-- RECORDS PROVIDED follows --
PR #38, opened 2023-09-07
ART-7628 Store Jenkins build path as lock identifier

locriandev:
Must go with https://github.com/openshift-eng/aos-cd-jobs/pull/3959

The actual change is represented by setting identifiers for all locks created by `ocp4` equal to the Jenkins build path.
The build path is the build URL minus the host name; so given a build URL as https://saml.buildvm.hosts.prod.psi.bos.redhat.com:8888/job/aos-cd-builds/job/build%252Focp4/46870/, all locks created within that run will be identified as `job/aos-cd-builds/job/build%252Focp4/46870`.

This identifier will be then used by a scheduled lock cleanup procedure, which will release all the locks who are identified by a build that's no longer running.

A [test ocp4 build](https://saml.buildvm.hosts.prod.psi.bos.redhat.com:8888/job/hack/job/dpaolell/job/ocp4/238/) created `build-lock-4.10` with value `job/hack/job/dpaolell/job/ocp4/238`

The cleanup procedure was then run by a [hack space run](https://saml.buildvm.hosts.prod.psi.bos.redhat.com:8888/job/hack/job/dpaolell/job/cleanup-locks/39/console), that correctly deleted only that lock, while keeping everything else intact. More details about testing in https://github.com/openshift-eng/aos-cd-jobs/pull/3959

### DIFF
--- a/pyartcd/pyartcd/jenkins.py
+++ b/pyartcd/pyartcd/jenkins.py
@@ -5,6 +5,7 @@ import time
 from enum import Enum
 from typing import Optional
 
+import requests
 from jenkinsapi.jenkins import Jenkins
 from jenkinsapi.job import Job
 from jenkinsapi.queue import QueueItem
@@ -136,6 +137,21 @@ def set_build_description(build: Build, description: str):
         data="",
         valid=[200]
     )
+
+
+def is_build_running(build_path: str) -> bool:
+    init_jenkins()
+
+    response = requests.get(f'{constants.JENKINS_SERVER_URL}/{build_path}/api/json')
+    if response.status_code != 200:
+        logger.error('Could not fetch data for build %s', build_path)
+        raise ValueError
+
+    build_data = response.json()
+    logger.info('Build %s %s in progress',
+                f'{constants.JENKINS_UI_URL}/{build_path}',
+                'is' if build_data['inProgress'] else 'is not')
+    return build_data['inProgress']
 
 
 @check_env_vars
--- a/pyartcd/pyartcd/jenkins.py
+++ b/pyartcd/pyartcd/jenkins.py
@@ -70,6 +70,12 @@ def get_build_id() -> str:
 
 
 def get_build_id_from_url(build_url: str) -> int:
+    """
+    Examples:
+    - https://buildvm.hosts.prod.psi.bos.redhat.com:8443/job/aos-cd-builds/job/build%252Focp4/46870/ => 46870
+    - https://buildvm.hosts.prod.psi.bos.redhat.com:8443/job/aos-cd-builds/job/build%252Focp4/46870 => 46870
+    """
+
     return int(list(filter(None, build_url.split('/')))[-1])
 
 
@@ -140,6 +146,17 @@ def set_build_description(build: Build, description: str):
 
 
 def is_build_running(build_path: str) -> bool:
+    """
+    Fetches build data using API endpoint {JENKINS_SERVER_URL}/{BUILD_PATH}/api/json
+    E.g. https://saml.buildvm.hosts.prod.psi.bos.redhat.com:8888/job/aos-cd-builds/job/build%252Focp4/46902/api/json
+
+    The resulting JSON has a field called "inProgress" that is true if the build is still ongoing
+
+    Build paths examples are:
+    - job/aos-cd-builds/job/build%252Focp4/46902
+    - job/hack/job/dpaolell/job/ocp4/238/
+    """
+
     init_jenkins()
 
     response = requests.get(f'{constants.JENKINS_SERVER_URL}/{build_path}/api/json')
--- a/pyartcd/pyartcd/jenkins.py
+++ b/pyartcd/pyartcd/jenkins.py
@@ -15,8 +15,8 @@ from pyartcd import constants
 
 logger = logging.getLogger(__name__)
 
-current_build_url = None
-current_job_name = None
+current_build_url: Optional[str] = None
+current_job_name: Optional[str] = None
 jenkins_client: Optional[Jenkins] = None
 
 
@@ -52,6 +52,30 @@ def init_jenkins():
     logger.info('Connected to Jenkins %s', jenkins_client.version)
 
 
+def get_build_url():
+    url = os.environ.get("BUILD_URL")
+    if not url:
+        return None
+    return f"{url.rstrip('/')}"
+
+
+def get_build_path():
+    url = get_build_url()
+    return '/'.join(url.split('/')[3:]) if url else None
+
+
+def get_build_id() -> str:
+    return os.environ.get("BUILD_ID")
+
+
+def get_build_id_from_url(build_url: str) -> int:
+    return int(list(filter(None, build_url.split('/')))[-1])
+
+
+def get_job_name():
+    return os.environ.get("JOB_NAME")
+
+
 def check_env_vars(func):
     """
     Enforces that BUILD_URL and JOB_NAME are set
@@ -60,8 +84,8 @@ def check_env_vars(func):
     @functools.wraps(func)
     def wrapped(*args, **kwargs):
         global current_build_url, current_job_name
-        current_build_url = current_build_url or os.environ.get('BUILD_URL', None)
-        current_job_name = current_job_name or os.environ.get('JOB_NAME', None)
+        current_build_url = current_build_url or get_build_url()
+        current_job_name = current_job_name or get_job_name()
 
         if not current_build_url or not current_job_name:
             logger.error('Env vars BUILD_URL and JOB_NAME must be defined!')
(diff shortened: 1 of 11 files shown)


pyartcd/pyartcd/pipelines/ocp4.py
```diff
@@ -928,6 +930,13 @@ async def run(self):
 async def ocp4(runtime: Runtime, version: str, assembly: str, data_path: str, data_gitref: str, pin_builds: bool,
                build_rpms: str, rpm_list: str, build_images: str, image_list: str, skip_plashets: bool,
                mail_list_failure: str, ignore_locks: bool):
+
+    try:
+        job_id = os.environ['JOB_ID']
```
vfreex, line 935: instead of using env var JOB_ID, I think it is better to use something like `Runtime.get_job_run_name` so our code would be more independent from Jenkins environment.

locriandev: As pointed out [here](https://github.com/openshift-eng/aos-cd-jobs/pull/3935#issuecomment-1711429318), the lock identifier must be fed from Jenkins, because that's where the clean up procedure must be initiated. We can use a better env var name if we think `JOB_ID` is not appropriate, but it still needs to be set by Jenkins.

pyartcd/pyartcd/pipelines/ocp4.py
```diff
@@ -928,6 +930,13 @@ async def run(self):
...
+    except KeyError:
+        runtime.logger.error('Env var JOB_ID must be defined')
```
vfreex, line 937: Could you make this env var optional?

pyartcd/pyartcd/pipelines/ocp4.py
thegreyd: resolving this, as this is outdated now

pyartcd/pyartcd/jenkins.py
```diff
@@ -52,6 +53,30 @@ def init_jenkins():
...
+
+def get_build_id_from_url(build_url: str) -> int:
+    return int(list(filter(None, build_url.split('/')))[-1])
+
+
+def get_job_name():
+    return os.environ.get("JOB_NAME")
+
+
 def check_env_vars(func):
```
thegreyd, line 80: Maybe this is better as `set/init_current_job_vars`?

pyartcd/pyartcd/jenkins.py
```diff
@@ -118,6 +139,21 @@ def set_build_description(build: Build, description: str):
...
+    response = requests.get(f'{constants.JENKINS_SERVER_URL}/{build_path}/api/json')
+    if response.status_code != 200:
+        logger.error('Could not fetch data for build %s', build_path)
+        raise ValueError
+
+    build_data = response.json()
+    logger.info('Build %s %s in progress',
+                f'{constants.JENKINS_UI_URL}/{build_path}',
+                'is' if build_data['inProgress'] else 'is not')
+    return build_data['inProgress']
```
thegreyd, line 154: Is InProgress the only "job is still alive/running" state? I'm curious if there can be other weird but valid states that our jobs can fall in

pyartcd/pyartcd/locks.py
```diff
@@ -104,13 +104,33 @@ def from_lock(lock: Lock, use_ssl=True):
...
+        Otherwise, just return all locks currently acquired in Redis
+        """
+
+        if version:
+            pattern = f'*-lock-{version}'
+            self.logger.info('Retrieving active locks for OCP %s', version)
+        else:
+            pattern = '*-lock-*'
+            self.logger.info('Retrieving all active locks')
+
```
thegreyd, line 135: Would prefer logging the search pattern, something like ("Retrieving redis keys by pattern {}") makes it easier to debug & understand what's happening under the hood

pyartcd/pyartcd/pipelines/cleanup_locks.py
```diff
@@ -1,22 +1,38 @@
...
 
-    for lock_name in locks_to_release:
-        runtime.logger.warning('Deleting lock %s', lock_name)
-        res = await redis.delete_key(lock_name)
+    try:
+        for lock_name in active_locks:
+            # Lock ID is a build URL minus Jenkins server base URL
+            build_path = await lock_manager.get_lock_id(lock_name)
+            build_url = f'{constants.JENKINS_UI_URL}/{build_path}'
+            runtime.logger.info('Found build %s associated with lock %s', build_url, lock_name)
```
thegreyd, line 21: I think this can be wrong, when build_path is not a valid build path?

pyartcd/pyartcd/pipelines/cleanup_locks.py
```diff
@@ -1,22 +1,38 @@
...
-        if res:
-            runtime.logger.info('Lock %s deleted', lock_name)
-        else:
-            runtime.logger.warning('Lock %s could not be found', lock_name)
+            try:
+                if not jenkins.is_build_running(build_path):
+                    runtime.logger.warning('Deleting lock %s that was created by %s that\'s not currently running',
+                                           lock_name,
+                                           build_url.replace(constants.JENKINS_SERVER_URL, constants.JENKINS_UI_URL))
+                    lock = Lock(lock_manager=lock_manager, resource=lock_name, id=build_path)
```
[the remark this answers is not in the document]
thegreyd: I can see myself being confused thinking that a lock is being constructed here. I see there is a `get_lock` https://github.com/joanvila/aioredlock/blob/685d1b5b08113738083ac8a449cc56b5ce10cee2/aioredlock/algorithm.py#L260C15-L260C23 that we can use?

thegreyd:
Overall looks good, with some minor suggestions :sparkles:

pyartcd/pyartcd/jenkins.py
thegreyd: Also fine to keep it as is

pyartcd/pyartcd/jenkins.py
thegreyd: Ah missed that it's an attribute. Should be fine then

pyartcd/pyartcd/pipelines/cleanup_locks.py
locriandev: That will cause jenkinsapi to raise an exception, that's caught [here](https://github.com/openshift-eng/art-tools/pull/38/files#diff-30b25a19eea9451c6fffe6c527a6343545fb9e06c5949d1a5c4c8206a5f2bf89R35). The job will log the build that couldn't be fetched, and continue.

This shouldn't happen once old locks are gone, as new ones will always point to a valid Jenkins build

pyartcd/pyartcd/jenkins.py
```diff
@@ -52,6 +53,30 @@ def init_jenkins():
...
+def get_build_path():
+    url = get_build_url()
+    return '/'.join(url.split('/')[3:]) if url else None
+
+
+def get_build_id() -> str:
+    return os.environ.get("BUILD_ID")
+
+
+def get_build_id_from_url(build_url: str) -> int:
```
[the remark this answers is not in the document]
locriandev: You can refer to [unit tests](https://github.com/openshift-eng/art-tools/pull/38/files#diff-b91d4a3b92337394a7080437556248451c7b2f5c6fb0bc7e70f453537ff95f93R85) to see examples. Also pushed a docstring

pyartcd/pyartcd/jenkins.py
```diff
@@ -118,6 +139,21 @@ def set_build_description(build: Build, description: str):
     )
 
 
+def is_build_running(build_path: str) -> bool:
```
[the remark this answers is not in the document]
locriandev: Added a docstring

pyartcd/pyartcd/locks.py
locriandev: Done

pyartcd/pyartcd/pipelines/cleanup_locks.py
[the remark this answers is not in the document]
locriandev: Sounds reasonable, `get_lock()` is just a wrapper around a Lock object construction, but agree that it's going to look clearer. Going to leave this untested and hope for the best :laughing:

pyartcd/pyartcd/pipelines/cleanup_locks.py
thegreyd: Then I would move the log message to after we know it's a valid build
The message, like in hackjob, "Found build https://saml.buildvm.hosts.prod.psi.bos.redhat.com:8888/7422cbdd-37fc-4d1e-8deb-c701ee6b8dcb associated with lock build-lock-4.14" would be confusing

thegreyd: Hm I think we should do some input validation on the value before constructing and calling it as part of a url, as a good security practice too - I don't know if some url code injection attack exists for jenkins - but yeah just to be safe and follow input validation practices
-- RECORDS PROVIDED concluded --
=== DIRECTIONS ===
Among the lines above, please count those that contain the string "description" and write the number by itself.

=== EXPECTED ANSWER ===
4